1 Corinthians 15:1-4

06/07/1998

Mis-communication can be a serious thing. If you don't know what somebody is saying, if you don't understand them, you cannot respond in a correct manner.

Cathy, Lindsey and I went down to the beach for a walk and we took our 90lb all black German Shepherd with us. I got him out of the truck and gave him the command to heal just as two guys and a girl were approaching us. One of the guys got a panicked look on his face and jumped toward the building. I could tell he was afraid of the dog and I assured him the dog wouldn't hurt him. Then he said to me in a Carolinian accent, "I thought you told the dog to kill." I said, "Heal," but he heard, "Kill." Misunderstanding what I said scared him quite a bit.

I think we all realize how important it is that we communicate clearly. How much more so when we are communicating the gospel?

This is the third message in a series on "The influential Christian." As Christians, our mission in life should be to have a gospel influence on our society. We, as believers, are called to influence our society, our culture, our world with the gospel of Christ.

I have given you a formula to aid in our understanding of how we can influence our world: CL + CP + CM = MI. The MI stands for Maximum Influence. If we follow this equation, we will have a maximum influence in the lives of others.

If we are going to be a maximum influence, there are three elements that are a must: CL stands for a Christlike Life, CP stands for Close Proximity, and CM stands for Clear Message. If you are living a Christlike Life in Close Proximity to unbelievers, and if you have a Clear Message, you are going to be a Maximum Influence. You will truly fulfill your mission and honor God.

So far we have talked about having a Christ-like life, living in holiness and love; and we talked about Close Proximity, we need to be around people if we are going to influence them. As important as these two are, they are not enough. We must share with them the gospel of Jesus Christ. This is our third element in the equation -- Clear Message. WE must be able to share with them the clear message of the gospel.
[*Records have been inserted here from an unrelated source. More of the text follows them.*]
PR #374, opened 2017-04-24
Fixed left arrow bug that caused the tree leaf to collapse when focus moved to parent treeitem and modifier key problem

jongund:


mcking65:
Thank you @jongund!!

PR #387, opened 2017-04-27
removed from Javascript setting a tabindex=0

jongund:
I fixed a bug of the Javascript adding a tabindex=0, this is not needed since the button is already part of the tab order of the page


mcking65:
Looks good; merging.

PR #390, opened 2017-04-29
Treeview: Fixed bug with right arrow not going to first child treeitem when on a expandable treeitem

jongund:


mcking65:
@jongund, working great!

Issue #158, opened 2016-11-14
Develop accordion example that includes support for the optional keyboard commands


mcking65:
#### Objectives

Develop an additional accordion example page and enhance the accordion js to:

- [ ] Support the design pattern's optional keyboard commands (listed below).
- [ ] Implement accordion controls with HTML button elements as recommended in issue #210 by @aruns07 
- [ ] Demonstrate a panel with a nested accordion.
- [ ] Demonstrate panels with headings in the content.
- [ ] Demonstrate headers with non-text content, e.g., thumbnails of images.
- [ ] demonstrate action menus for accordion headers.

#### Optional Accordion Keyboard Commands are

1. Down Arrow (Optional): If focus is on an accordion header, moves focus to the next accordion header. If focus is on the last accordion header, either does nothing or moves focus to the first accordion header. 
2. Up Arrow (Optional): If focus is on an accordion header, moves focus to the previous accordion header. If focus is on the first accordion header, either does nothing or moves focus to the last accordion header. 
3. Home (Optional): When focus is on an accordion header, moves focus to the first accordion header. 
4. End (Optional): When focus is on an accordion header, moves focus to the last accordion header. 
5. Control + Page Down (Optional): If focus is inside an accordion panel or on an accordion header, moves focus to the next accordion header. If focus is in the last accordion header or panel, either does nothing or moves focus to the first accordion header. 
6. Control + Page Up (Optional): If focus is inside an accordion panel, moves focus to the header for that panel. If focus is on an accordion header, moves focus to the previous accordion header. If focus is on the first accordion header, either does nothing or moves focus to the last accordion header. 

#### References

1. [Accordion pattern](http://w3c.github.io/aria-practices/#accordion)
2. [First accordion example page](http://w3c.github.io/aria-practices/examples/accordion/accordion1.html)
3. Accordion javascript:
    * [setup.js](https://github.com/w3c/aria-practices/blob/master/examples/accordion/js/setup.js)
    * [helpers.js](https://github.com/w3c/aria-practices/blob/master/examples/accordion/js/helpers.js)

mcking65:
This was completed with pull #397. Closing.

PR #397, opened 2017-05-26
Issue #158 Add Optional Keyboard Commands to Accordion Example

gerardkcohen:
Added the following (optional) keyboard commands based on issue #158:

Up/ Down: Cycle focus through accordion toggle controls/ headings
Home/ End: Focus first/ last accordion toggle control/ heading
Control + Page Up/ Down: Move focus from accordion panel to accordion heading, and then cycle through headings.

Also refactored JS and CSS to be simpler to understand.


mcking65:
@gerardkcohen, thank you! This looks excellent. I really like the refactoring, especially the use of data attribs to control the expand/collapsing behaviors and the css icons.

On windows, Ctrl+pageUp/Down are not working for me; the browser is grabbing them. Also it looks like you are not filtering out modifier keys when not applicable, e.g., ctrl+home/end do same as home/end. Should be ignoring all modifiers on those.

Nonetheless, I don't want to keep this out of the publication we are working on for this week, so I am merging and opening a separate review issue to collect this and other feedback.

PR #398, opened 2017-06-13
removed aria-label from menuitems

jongund:


mcking65:
@jongund, looks good. Thank you!!

PR #399, opened 2017-06-13
Updated treeview examples and document to remove the use of aria-label on treeitems

jongund:


mcking65:
@jongund, looks great! thank you!!

PR #411, opened 2017-06-21
fixed tree view bugs

jongund:
* Removed default keyboard focus styling from treeview widget elements
* Changed the use of character entities to images in treeview-2 examples


mcking65:
@jongund, thank you! This is looking much better!

PR #422, opened 2017-07-14
Change JSCS to ESLint

nschonni:
JSCS project was merged with ESLint a year ago http://eslint.org/blog/2016/04/welcoming-jscs-to-eslint. It's probably good to switch to the actively maintained project.
1. I used `polyjuice` for a basic automated rule conversion, so it might be a little lossy.
1. Used `npm run fix` to do the basic whitespace and other autofixing
1. Manually fixed the remaining 2 errors
1. Used the `node` tag on Travis since it was still running 0.10, which is also EOL


MichielBijl:
@nschonni thanks for this! The errors are pretty random. @michael-n-cooper looked into it at one point, but can’t remember what the outcome of that was. I’ll try to re-run the test and merge when that’s done.

PR #423, opened 2017-07-17
Uncheck a radio

NicoR91:


MichielBijl:
@NicoR91 can you please elaborate on what the purpose of this PR is? From the code I gather that it’ll allow users to uncheck a radio button once it has been checked. This isn’t something that we find on other platforms; you can’t uncheck a radio button on either Windows or macOS for example.

NicoR91:
@MichielBijl Thanks for your response! Yes, I wanted to allow users to uncheck a radio button because I had cases where the response is non-mandatory. And if the user check by error one response, I wanted he could uncheck the radio button.

Probably the solution is to provide another response like « No Response » and in this way, I could satisfy the rule you mentioned and my needs.

Sorry for the inconvenience and thanks for your work and your explanations!

MichielBijl:
No problem, thank you for your contribution 👍

PR #428, opened 2017-07-20
chore: typo in "nvda" aria-labelledby value

nschonni:
The typo was causing the labelledby to point at the wrong/missing ID

### DIFF
--- a/examples/landmarks/at.html
+++ b/examples/landmarks/at.html
@@ -94,7 +94,7 @@
             
             </section>
 
-            <section aria-labelledby="ndva">
+            <section aria-labelledby="nvda">
             <h2 id="nvda">NVDA Screen Reader for Windows</h2>
                <p>The following commands are available in NVDA screen reader (since version 2014.2) for navigating landmarks:</p>
 


examples/landmarks/at.html
```diff
@@ -281,4 +281,4 @@ <h2 id="id3">Related W3C Documents</h2>
     </script>
     <script type="text/javascript" src="js/SkipTo.min.js"></script>      
   </body>
-</html>
```
jnurthen: Can you please use an editor that supports .editorconfig so we get consistent formatting. Files should end in a newline

nschonni: I was using the web editor, which does actually support EditorConfig.
This diff is actually saying that I fixed the missing eof newline

jnurthen: ok... I get it now.... That is confusing of github to add a symbol for a missing newline character ;)

nschonni: Yup, that character they use is pretty odd. I resisted commenting the same thing on your last PR 😝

In order for this to happen, we must take the initiative and steer discussions toward spiritual topics. We must be looking for and creating opportunities to share the gospel.

When I was in Navy A-school, I was praying for opportunities to share the gospel. One day the instructor gave a surprise test and everybody in the class flunked. We were all told to be back at that class at the end of the day for an additional hour. We all showed up, all of us that is, except for the instructor. While we were waiting for the instructor, I took out my pocket Bible and began to read it. The guy sitting next to me began asking me questions about the Bible and the whole class was listening in. So, I got up, went to the front of the class, and for the next 45 minutes I taught them from the Bible what God says about salvation. That was one exciting experience! If you are ready and willing, God will give you many opportunities to share your faith.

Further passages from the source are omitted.